The series Fog and Symbol both make use of the gesture of erasure to comment on repression and oppression. Fog takes as a starting point the filmmaker Yasujiro Ozu (1903 – 1963), who was deployed in the troop using poison gas in the Second Sino-Japanese War (1937-1945), filled his diary with ideas for war films. However, he never shot a war film, nor a single scene depicting the war. In Ozu’s films, all the scars of the war are erased and repressed under the surface of the beautiful daily lives of the people on screen. The Symbol series focuses on the representation of the Japanese Emperor. As a sacred symbol of the state, it is forbidden for the Emperor to show any negative emotions in public. By violently intervening into his portraits, Koizumi brings this repressed dimension to the surface, and attempts to add a human aspect to the sacred imagery of the king.

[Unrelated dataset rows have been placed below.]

PR #732, opened 2024-02-08
docs: add bitvector and bitlist documentation

Arkenan:


docs/bitvectors.md
```diff
@@ -0,0 +1,214 @@
...
+00000011 00000001
+```
+
+In this representation, thinking of it as a byte array, we get `le = [3, 1]`. The lowest index, `le[0] = 3` means the lowest significant byte, and the highest index, `le[1] = 1` is the most significant byte. So while little endian is less readable, it is frequently used to represent integers as binaries because of this property.
+
+## Bit vectors
+
+### Little endian bit order
+
+Why would we need a third representation? Let's first pose the problem. We want to represent a set of booleans. Imagine we have a fixed amount of validators, equal to 9, and we want to represent wether they attested in a block or not. We may represent this as follows:
```
MegaRedHand, line 39:
```suggestion
Why would we need a third representation? Let's first pose the problem. We want to represent a set of booleans. Imagine we have a fixed amount of validators, equal to 9, and we want to represent whether they attested in a block or not. We may represent this as follows:
```

Fun fact: a wether is a castrated ram

docs/bitvectors.md
```diff
@@ -0,0 +1,214 @@
...
+11000000 10000000
+```
+
+Moving it to little endian byte order (we go byte by byte and reverse the bits):
+
+```
+00000011 00000001
+```
+
+Which is what I'll send over the network. This is what SSZ calls `bitvectors`, which is a binary representing an array of booleans of constant size. We know that this array is of size 9 beforehand, so we know what bits are padding and should be ignored. For variable sized bit arrays we'll use `bitlists`, which we'll talk about later.
```
MegaRedHand, line 91:
```suggestion
Which is what SSZ calls `bitvectors`, and what nodes send over the network: a binary representing an array of booleans of constant size. We know that this array is of size 9 beforehand, so we know what bits are padding and should be ignored. For variable-sized bit arrays, we'll use `bitlists`, which we'll talk about later.
```

docs/bitvectors.md
```diff
@@ -0,0 +1,214 @@
...
+
+### Sentinel bits
+
+In reality, there's not a fixed amount of validators, if someone deposits 32ETH in the deposit contract, a new validator will join the set. `bitlists` are used to represent boolean arrays of variable size like this one. Conceptually, they use the little-endian bit order too, but they use a strategy called `sentinel bit` to mark where it ends. Let's imagine, again, that we're representing the same set of 9 validators as before. We start with the following 9 bits:
+
+```
+110000001
+```
+
+To serialize this and send it over the network, I do the following:
```
MegaRedHand, line 133: \*insert mega red joke here\*

```suggestion
To serialize this and send it over the network, we do the following:
```

docs/bitvectors.md
```diff
@@ -0,0 +1,214 @@
...
+
+1. Add an extra bit = 1:
+
+```
+1100000011
+```
+
+2. Add padding to complete the full bytes
```
MegaRedHand, line 141:
```suggestion
2. Add padding to complete the full bytes:
```

docs/bitvectors.md
```diff
@@ -0,0 +1,214 @@
...
+11000000 11000000
+```
+
+3. Move to little-endian byte order (reverse bits within each byte):
+
+```
+00000011 00000011
+```
+
+When deserializing, we'll look closely at the last byte, and realize that there's 6 trailing 0s (padding), and discard those and the 7th bit (the sentinel 1).
```
MegaRedHand, line 153:
```suggestion
When deserializing, we'll look closely at the last byte, realize that there are 6 trailing 0s (padding), and discard those along with the 7th bit (the sentinel 1).
```

docs/bitvectors.md
```diff
@@ -0,0 +1,214 @@
...
+11000000
+```
+
+When adding the trailing bit and padding, it will look like this:
+
+```
+11000000 10000000
+```
+
+This means that the sentinel bit is, effectively, adding a full new byte. After reversing the bits:
```
MegaRedHand, line 169:
```suggestion
This means that the sentinel bit is, effectively, adding a new full byte. After reversing the bits:
```

docs/bitvectors.md
```diff
@@ -0,0 +1,214 @@
...
+
+```
+00000011 00000001
+```
+
+When parsing this, we still take care about the last byte, but we will realize that it's comprised of 7 trailing 0s and a sentinel bit, so we'll discard it fully.
```
MegaRedHand, line 175:
```suggestion
When parsing this, we still take care of the last byte, but we will realize that it's comprised of 7 trailing 0s and a sentinel bit, so we'll discard it fully. 
```

docs/bitvectors.md
```diff
@@ -0,0 +1,214 @@
...
+00000011 00000001
+```
+
+When parsing this, we still take care about the last byte, but we will realize that it's comprised of 7 trailing 0s and a sentinel bit, so we'll discard it fully. 
+
+This also shows the importance of the sentinel bit: if it wasn't for it it wouldn't be obvious to the parser that `00000011` represented 8 elements: it could be a set of two validators where both voted.
+
+### Internal representation
+
+For bitlists, in this client we do the same as with bitvectors. We represent them using big endian, for the same reasons. That is, the first thing we do is reverse the bytes, and then remove the first zeroes of the first byte. The code doing that is the following:
```
MegaRedHand, line 181:
```suggestion
For bitlists, in this client we do the same as with bitvectors, and for the same reasons: we represent them using big-endian. That is, the first thing we do is reverse the bytes, and then remove the first zeroes of the first byte. The code doing that is the following:
```

docs/bitvectors.md
```diff
@@ -0,0 +1,214 @@
...
+defp remove_trailing_bit(<<0::7, 1::1>>), do: <<0::0>>
+defp remove_trailing_bit(<<0::8>>), do: <<0::0>>
+
+# This last case should never happen, the last byte should always
+# have a sentinel bit.
+```
+
+We see that we perform two things at the same time:
+
+1. We read as a little endian and then represent it as big endian.
```
MegaRedHand, line 213:
```suggestion
1. We read as a little-endian and then represent it as big-endian.
```

docs/bitvectors.md
```diff
@@ -0,0 +1,237 @@
...
+
+In this representation, we reverse the bytes around. 259 is represented as follows:
+
+```
+00000011 00000001
+```
+
+Representing it as a byte array, we get `bytes = [3, 1]`. The lowest index, `bytes[0] = 3` means the lowest significant byte, and the highest index, `bytes[1] = 1` is the most significant byte. So, while little-endian is less readable, it is frequently used to represent integers as binaries because of this property.
+
+### Little-endian bit order
```
MegaRedHand, line 45: We should put this in quotes or something, since it isn't a standardized name

MegaRedHand (approved):
LGTM. It has some typos, but we can fix that in another PR

PR #740, opened 2024-02-11
feat: enable ssz static deposit data container using new ssz_ex library

### LINKED ISSUE #739: [SSZ] DepositData

f3r10:
**Motivation**

Closes #739


test/spec/runners/ssz_static.ex
```diff
@@ -40,47 +78,57 @@ defmodule SszStaticTestRunner do
     expected =
       YamlElixir.read_from_file!(case_dir <> "/value.yaml")
       |> SpecTestUtils.sanitize_yaml()
+      |> sanitize(schema)
```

By the gesture of erasing, Koizumi discovers and creates a new dimension, beyond the existing frame and underneath the surface. Pursuing his investigation into Japan’s ritualistic culture and its past events, the fog (or gas) becomes an element for revealing, rather than concealing. Koizumi uncovers the painful reality hidden behind the serene facades, searching for new ways of resolving the past in a way that speaks to our current reality.

 

By reflecting on the mechanic nature of both our individual and collective unconsciousness, Koizumi unveils how together they shape our social realities under the reign of a (non-)human authority. 

 

Meiro Koizumi attended the International Christian University, Tokyo, Chelsea College of Art and Design, London as well as the Rijksakademie van Beeldende Kunsten, Amsterdam. His works are included in major public and private collections such as the Museum of Modern Art, New York, TATE Modern, London, Museum Boijmans van Beuningen, Rotterdam, Centraal Museum, Utrecht, Kadist Art Foundation, Paris, The Museum of Contemporary Art, Tokyo, The Stedelijk Museum, Amsterdam, Frans Halsmuseum, Haarlem, Queensland Art Gallery | Gallery of Modern Art, South Brisbane, and M+, Museum for Visual Culture, Hong Kong.